DOM RODZINA - TATA pola - Wto 22 Lis, 2005 16:26 Temat postu: TATA
Mój tata od 2 lat jest w rozwodzie z mamą ma już narzyczoną .On myśli że ja ją lubię i musze się z nią na przywitanie całować w policzek.Ona w ogule jest bardzo przemądzała.Co mam zrobić?Mam to tacie powiedzieć ,bo on się wtedy chyba strasznie zdenerwuje. opętana - Wto 22 Lis, 2005 16:38 Temat postu:
Porozmawiaj z nim na ten temat, lepsze to niz masz to dusic w sobie i udawać, że Ją lubisz. kasia0001 - Wto 22 Lis, 2005 19:41 Temat postu:
Ja bym na twoim miejscu powiedziała tacie prawdę... że jej nie lubisz.... no może w bardziej grzeczny sposób tak abyś go nie uraziła... powiedz dokładnie co ci w niej nie pasuje a tata jeśli Ciebie kocha to powinnien zrozumieć pOOozdro pola:* pola - Wto 22 Lis, 2005 19:43 Temat postu:
Dzięki.Ciebie też pozdrawiam.

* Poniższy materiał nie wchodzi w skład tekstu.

PR #121, opened 2026-08-12
fix(mcp): Align context and status surfaces

reneleonhardt:
## What does this PR do?

Keeps MCP results honest and deterministic: ordinary text is bounded to the output budget, legacy JSON responses stay complete, project paths resolve to native/request-local roots (including `~` home expansion), and the status surface is stable and exact. The tool inventory is served by the protocol's `tools/list` (the SDK's live registry) instead of a hand-maintained embedded list that could drift from the registered set.

## Type of change

- [x] Bug fix
- [ ] New feature
- [ ] New language support
- [ ] Documentation
- [ ] Other (describe below)

## Checklist

## Additional notes

- Bounds ordinary text and status output to `limits.MaxContextOutputBytes`; `completeJSONResult` preserves complete, valid JSON.
- Deterministic status/watcher/activity ordering; exact-surface contract asserted against the protocol `tools/list`.
- Native, request-local project roots; `~/` paths expand via `$HOME`.
- ~500 lines of exhaustive surface tests (call-site classification, bounding, determinism, inventory, request-local roots).

### DIFF
--- a/mcp/analysis_output.go
+++ b/mcp/analysis_output.go
@@ -1,6 +1,8 @@
 package codemapmcp
 
 import (
+	"sort"
+
 	"codemap/handoff"
 	"codemap/scanner"
 )
@@ -78,6 +80,9 @@ func newImportersOutput(root, file string, graph *scanner.FileGraph) ImportersOu
 			hubImports = append(hubImports, imported)
 		}
 	}
+	sort.Strings(importers)
+	sort.Strings(imports)
+	sort.Strings(hubImports)
 	boundedImporters, omittedCount := boundedSlice(importers)
 	boundedImports, omittedCount := addBounded(imports, omittedCount)
 	boundedHubs, omittedCount := addBounded(hubImports, omittedCount)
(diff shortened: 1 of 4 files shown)


JordanCoin (approved):
Verified independently. The `status` tool was advertising 10 tools while 16 are registered — deleting that hand-maintained list is a real truthfulness fix, and a list like that could only ever drift. Confirmed the new tests aren't vacuous: reverted the source to main and 8 of 10 fail with the exact symptoms claimed.

Noted for follow-up, not blocking: `mcp/main.go:334` uses `os.Getenv("HOME")` for `~` expansion, which is unset on Windows (`os.UserHomeDir()` reads `USERPROFILE`), so `~/proj` resolves against the server's cwd. It's propagation rather than regression — 8 such sites on main, 9 here — and `skills/loader.go:40` already has the right idiom. Worth knowing that CI's test matrix is ubuntu+macos only, so this class is invisible to CI.

PR #126, opened 2026-08-12
feat(scanner): Resolve Askama template dependencies

reneleonhardt:
## What does this PR do?

Record file dependencies introduced by literal Askama `#[template(path = "...")]` attributes. Paths reuse the existing Rust literal decoder and Cargo package ownership, resolve under the package's default `templates/` directory, and are accepted only for one exact configured, indexed in-repository target. Dynamic, malformed, missing, external, excluded, escaping, ambiguous, and unowned routes remain unresolved. Packages with `askama.toml` and attributes with `config = ...` also fail closed; custom template-directory configuration is intentionally partial coverage.

## Type of change

- [ ] Bug fix
- [x] New feature
- [ ] New language support
- [ ] Documentation
- [ ] Other (describe below)

## Checklist

- [x] Documentation is unchanged because the dependency output is self-describing.

## Additional notes

Focused extraction and conservative-resolution tests, the scanner suite, and staticcheck are GREEN.

Real-world Worktrunk smoke tests recover all six template dependencies from `src/shell/mod.rs` to the Bash, Fish, Fish wrapper, Nushell, PowerShell, and Zsh files under `templates/`.

This branch targets and contains no generic proc-macro, Cargo-topology, configuration, or non-Rust changes.

### DIFF
--- a/scanner/astgrep.go
+++ b/scanner/astgrep.go
@@ -324,7 +324,7 @@ func (s *AstGrepScanner) scanDirectory(parent context.Context, root string) ([]F
 			}
 		}
 
-		if m.RuleID == "rust-mod-imports" || m.RuleID == "rust-path-module-imports" || m.RuleID == "rust-path-imports" || m.RuleID == "rust-use-imports" {
+		if m.RuleID == "rust-mod-imports" || m.RuleID == "rust-path-module-imports" || m.RuleID == "rust-path-imports" || m.RuleID == "rust-use-imports" || m.RuleID == "rust-askama-template-imports" {
 			var path string
 			var explicitTarget string
 			kind := "rust-path"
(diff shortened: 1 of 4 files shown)


JordanCoin (approved):
Verified on real Cargo crates. The property that makes this safe: resolution is existence-gated — an edge is only emitted when a file sits at exactly `<pkg>/templates/<literal>` and is uniquely indexed, with `files[0] != target` guarding against the index's extension-stripped keys. Tested the case that matters most: a crate with `askama.toml` pointing at `views/` plus a decoy at `templates/hello.html` produces **no edge at all** rather than guessing the decoy. `#[template(source = "...")]` with a same-named decoy file also correctly produces nothing.

On scope — it's a fair question whether codemap should carry per-crate support, and I think this earns it: `#[template(path=...)]` against `<crate>/templates/` is shared by askama, rinja, sailfish and yarte, so it's closer to a Rust convention than one library. And a special case that can only fail closed is much cheaper to own than one that guesses.

Two follow-ups, neither blocking: `path` must be the first attribute argument, so `#[template(escape = "none", path = "x.html")]` is silently missed (one more pattern fixes it); and on Windows `filepath.IsAbs("/foo.html")` is false, so a leading-slash literal resolves there while it's correctly rejected on Unix — a cross-platform divergence worth closing with a `strings.HasPrefix(value, "/")` check.

If a second template crate ever arrives, please table-drive it (attribute name, default dir, config filename) rather than adding a second resolver — the hard-coded `askama.toml` check is already the seam.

Shaunri - Pią 25 Lis, 2005 23:59 Temat postu:
Z takiego "gadania" może wyjść tylko awantura. Ojciec nie sądzę, żeby myślał w tym wypadku o dziecku, którego gadanie uzna zapewne za "taki wiek", w którym to się dzieciaki buntują. I tyle wyjdzie z tego gadania... Ot, kłótnia... opętana - Sob 26 Lis, 2005 21:06 Temat postu:
Shaunri napisał/a:
Z takiego "gadania" może wyjść tylko awantura. Ojciec nie sądzę, żeby myślał w tym wypadku o dziecku, którego gadanie uzna zapewne za "taki wiek", w którym to się dzieciaki buntują. I tyle wyjdzie z tego gadania... Ot, kłótnia...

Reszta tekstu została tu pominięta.